TASK. Both the line below containing "PR #159, opened 2023-02-06" and the line containing "Calculates the utilization", along with every line between them, should be repeated exactly; no other line belongs in the answer.

------ EXCERPTED DATA

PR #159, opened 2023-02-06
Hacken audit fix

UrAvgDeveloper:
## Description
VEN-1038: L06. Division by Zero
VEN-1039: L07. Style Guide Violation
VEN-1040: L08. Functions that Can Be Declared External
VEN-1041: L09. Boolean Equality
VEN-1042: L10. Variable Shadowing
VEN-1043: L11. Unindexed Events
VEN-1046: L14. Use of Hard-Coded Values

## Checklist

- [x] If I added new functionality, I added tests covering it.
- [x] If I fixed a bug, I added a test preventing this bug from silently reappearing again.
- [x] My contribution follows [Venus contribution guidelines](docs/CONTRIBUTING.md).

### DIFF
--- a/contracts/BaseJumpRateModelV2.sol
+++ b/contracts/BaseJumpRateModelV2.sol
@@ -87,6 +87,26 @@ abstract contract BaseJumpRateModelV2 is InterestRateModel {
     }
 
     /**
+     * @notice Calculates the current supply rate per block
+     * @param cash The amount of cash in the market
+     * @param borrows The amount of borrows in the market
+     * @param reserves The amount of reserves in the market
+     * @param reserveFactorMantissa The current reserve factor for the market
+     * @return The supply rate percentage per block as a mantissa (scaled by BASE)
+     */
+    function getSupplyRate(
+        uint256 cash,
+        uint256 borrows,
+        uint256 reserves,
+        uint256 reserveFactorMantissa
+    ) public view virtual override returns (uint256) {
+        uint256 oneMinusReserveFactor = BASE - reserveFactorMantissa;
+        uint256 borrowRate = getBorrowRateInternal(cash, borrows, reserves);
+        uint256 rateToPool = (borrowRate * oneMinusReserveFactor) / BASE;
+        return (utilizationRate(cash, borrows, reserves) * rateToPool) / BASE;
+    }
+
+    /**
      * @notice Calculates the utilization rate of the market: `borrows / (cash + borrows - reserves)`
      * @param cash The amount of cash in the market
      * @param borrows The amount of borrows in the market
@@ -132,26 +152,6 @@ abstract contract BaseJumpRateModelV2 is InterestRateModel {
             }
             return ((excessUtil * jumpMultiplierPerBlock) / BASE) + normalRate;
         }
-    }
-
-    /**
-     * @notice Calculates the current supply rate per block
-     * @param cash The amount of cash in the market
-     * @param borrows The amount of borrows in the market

------------
------ EXCERPTED DATA

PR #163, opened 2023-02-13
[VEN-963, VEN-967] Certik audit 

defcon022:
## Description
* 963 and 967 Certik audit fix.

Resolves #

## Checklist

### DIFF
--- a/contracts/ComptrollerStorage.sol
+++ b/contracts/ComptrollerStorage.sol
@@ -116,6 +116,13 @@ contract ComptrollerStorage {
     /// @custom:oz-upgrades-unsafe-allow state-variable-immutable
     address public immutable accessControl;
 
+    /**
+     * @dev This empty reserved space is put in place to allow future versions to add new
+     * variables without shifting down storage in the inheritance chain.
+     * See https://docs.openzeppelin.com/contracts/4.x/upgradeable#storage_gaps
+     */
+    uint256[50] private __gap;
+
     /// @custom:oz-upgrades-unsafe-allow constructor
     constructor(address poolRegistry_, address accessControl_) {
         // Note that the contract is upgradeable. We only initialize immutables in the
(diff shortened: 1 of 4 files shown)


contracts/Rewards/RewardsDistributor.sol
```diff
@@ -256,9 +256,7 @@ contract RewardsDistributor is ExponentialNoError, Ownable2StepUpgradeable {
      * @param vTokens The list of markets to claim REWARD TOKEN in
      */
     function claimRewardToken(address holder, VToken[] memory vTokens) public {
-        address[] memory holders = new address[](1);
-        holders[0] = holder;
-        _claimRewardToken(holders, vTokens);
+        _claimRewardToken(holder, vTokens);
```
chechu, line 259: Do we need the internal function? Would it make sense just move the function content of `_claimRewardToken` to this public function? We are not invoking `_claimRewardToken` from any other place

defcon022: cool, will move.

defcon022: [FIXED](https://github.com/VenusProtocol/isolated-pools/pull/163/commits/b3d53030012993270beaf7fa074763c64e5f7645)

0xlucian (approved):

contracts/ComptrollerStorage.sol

------------
------ EXCERPTED DATA

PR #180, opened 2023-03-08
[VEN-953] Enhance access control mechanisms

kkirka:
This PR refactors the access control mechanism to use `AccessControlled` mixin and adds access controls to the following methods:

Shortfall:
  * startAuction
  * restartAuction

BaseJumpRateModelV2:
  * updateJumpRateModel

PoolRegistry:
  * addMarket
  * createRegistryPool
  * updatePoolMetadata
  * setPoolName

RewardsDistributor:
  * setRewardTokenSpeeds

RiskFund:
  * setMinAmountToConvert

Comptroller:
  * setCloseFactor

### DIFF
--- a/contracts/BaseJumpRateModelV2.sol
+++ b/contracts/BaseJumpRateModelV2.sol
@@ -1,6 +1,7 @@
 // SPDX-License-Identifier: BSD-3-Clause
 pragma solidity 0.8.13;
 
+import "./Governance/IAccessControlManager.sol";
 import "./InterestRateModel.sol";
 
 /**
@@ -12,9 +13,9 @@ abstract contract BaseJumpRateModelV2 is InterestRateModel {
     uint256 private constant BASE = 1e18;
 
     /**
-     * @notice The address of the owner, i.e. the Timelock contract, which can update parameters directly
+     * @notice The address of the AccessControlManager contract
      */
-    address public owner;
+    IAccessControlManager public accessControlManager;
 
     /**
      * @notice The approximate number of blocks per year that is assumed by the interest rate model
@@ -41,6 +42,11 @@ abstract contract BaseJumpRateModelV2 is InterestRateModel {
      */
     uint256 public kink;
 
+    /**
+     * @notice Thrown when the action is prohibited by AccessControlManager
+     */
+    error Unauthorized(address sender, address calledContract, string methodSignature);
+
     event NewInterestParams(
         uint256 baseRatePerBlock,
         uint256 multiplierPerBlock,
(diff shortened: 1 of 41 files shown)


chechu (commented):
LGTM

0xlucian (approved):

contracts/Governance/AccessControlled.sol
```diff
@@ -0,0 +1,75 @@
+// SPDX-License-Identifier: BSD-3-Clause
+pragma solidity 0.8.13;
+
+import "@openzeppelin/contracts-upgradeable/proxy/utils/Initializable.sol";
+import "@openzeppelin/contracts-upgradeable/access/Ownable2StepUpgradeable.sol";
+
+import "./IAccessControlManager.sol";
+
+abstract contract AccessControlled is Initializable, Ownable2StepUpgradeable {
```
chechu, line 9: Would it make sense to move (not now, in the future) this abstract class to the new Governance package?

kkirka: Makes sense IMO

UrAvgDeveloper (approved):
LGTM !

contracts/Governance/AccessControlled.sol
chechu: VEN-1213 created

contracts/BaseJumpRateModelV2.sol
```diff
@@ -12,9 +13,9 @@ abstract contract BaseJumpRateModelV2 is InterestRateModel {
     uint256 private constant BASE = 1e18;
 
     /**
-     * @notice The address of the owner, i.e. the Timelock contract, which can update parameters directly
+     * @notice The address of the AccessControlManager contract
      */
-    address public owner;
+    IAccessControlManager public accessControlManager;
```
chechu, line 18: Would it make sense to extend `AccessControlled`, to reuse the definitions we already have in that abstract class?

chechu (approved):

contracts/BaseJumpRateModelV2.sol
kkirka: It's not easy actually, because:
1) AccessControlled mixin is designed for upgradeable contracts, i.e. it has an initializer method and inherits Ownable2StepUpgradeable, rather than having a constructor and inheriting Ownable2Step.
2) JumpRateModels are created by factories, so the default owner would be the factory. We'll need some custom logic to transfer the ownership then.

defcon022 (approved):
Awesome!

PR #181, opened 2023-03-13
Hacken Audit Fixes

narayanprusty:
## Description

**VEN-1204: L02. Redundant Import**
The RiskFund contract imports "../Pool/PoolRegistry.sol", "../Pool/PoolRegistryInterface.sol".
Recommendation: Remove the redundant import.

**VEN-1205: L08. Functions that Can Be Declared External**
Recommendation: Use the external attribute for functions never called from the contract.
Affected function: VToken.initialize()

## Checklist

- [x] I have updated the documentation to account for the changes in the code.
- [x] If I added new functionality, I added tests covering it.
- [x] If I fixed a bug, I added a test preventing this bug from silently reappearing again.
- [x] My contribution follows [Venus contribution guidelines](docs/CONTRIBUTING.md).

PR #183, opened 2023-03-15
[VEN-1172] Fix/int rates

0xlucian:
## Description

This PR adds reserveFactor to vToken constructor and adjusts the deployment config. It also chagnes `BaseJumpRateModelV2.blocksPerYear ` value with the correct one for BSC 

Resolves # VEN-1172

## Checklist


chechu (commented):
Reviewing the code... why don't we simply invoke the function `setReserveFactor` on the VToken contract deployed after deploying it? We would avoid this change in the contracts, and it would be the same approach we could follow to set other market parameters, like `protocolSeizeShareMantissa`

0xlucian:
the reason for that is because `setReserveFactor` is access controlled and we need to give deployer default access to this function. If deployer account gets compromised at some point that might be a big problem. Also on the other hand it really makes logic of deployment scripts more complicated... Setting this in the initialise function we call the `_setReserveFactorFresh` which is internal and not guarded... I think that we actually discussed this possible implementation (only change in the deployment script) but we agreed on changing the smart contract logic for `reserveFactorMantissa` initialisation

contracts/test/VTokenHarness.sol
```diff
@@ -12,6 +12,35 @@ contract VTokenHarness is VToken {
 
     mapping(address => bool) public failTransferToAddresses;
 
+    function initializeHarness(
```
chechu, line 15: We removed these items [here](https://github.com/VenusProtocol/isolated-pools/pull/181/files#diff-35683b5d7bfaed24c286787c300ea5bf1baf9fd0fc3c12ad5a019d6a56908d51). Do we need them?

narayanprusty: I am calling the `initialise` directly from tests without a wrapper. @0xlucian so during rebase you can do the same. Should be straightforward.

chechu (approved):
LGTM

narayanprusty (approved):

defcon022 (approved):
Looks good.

------------

WRITTEN ANSWER.
PR #159, opened 2023-02-06
Hacken audit fix

UrAvgDeveloper:
## Description
VEN-1038: L06. Division by Zero
VEN-1039: L07. Style Guide Violation
VEN-1040: L08. Functions that Can Be Declared External
VEN-1041: L09. Boolean Equality
VEN-1042: L10. Variable Shadowing
VEN-1043: L11. Unindexed Events
VEN-1046: L14. Use of Hard-Coded Values

## Checklist

- [x] If I added new functionality, I added tests covering it.
- [x] If I fixed a bug, I added a test preventing this bug from silently reappearing again.
- [x] My contribution follows [Venus contribution guidelines](docs/CONTRIBUTING.md).

### DIFF
--- a/contracts/BaseJumpRateModelV2.sol
+++ b/contracts/BaseJumpRateModelV2.sol
@@ -87,6 +87,26 @@ abstract contract BaseJumpRateModelV2 is InterestRateModel {
     }
 
     /**
+     * @notice Calculates the current supply rate per block
+     * @param cash The amount of cash in the market
+     * @param borrows The amount of borrows in the market
+     * @param reserves The amount of reserves in the market
+     * @param reserveFactorMantissa The current reserve factor for the market
+     * @return The supply rate percentage per block as a mantissa (scaled by BASE)
+     */
+    function getSupplyRate(
+        uint256 cash,
+        uint256 borrows,
+        uint256 reserves,
+        uint256 reserveFactorMantissa
+    ) public view virtual override returns (uint256) {
+        uint256 oneMinusReserveFactor = BASE - reserveFactorMantissa;
+        uint256 borrowRate = getBorrowRateInternal(cash, borrows, reserves);
+        uint256 rateToPool = (borrowRate * oneMinusReserveFactor) / BASE;
+        return (utilizationRate(cash, borrows, reserves) * rateToPool) / BASE;
+    }
+
+    /**
      * @notice Calculates the utilization rate of the market: `borrows / (cash + borrows - reserves)`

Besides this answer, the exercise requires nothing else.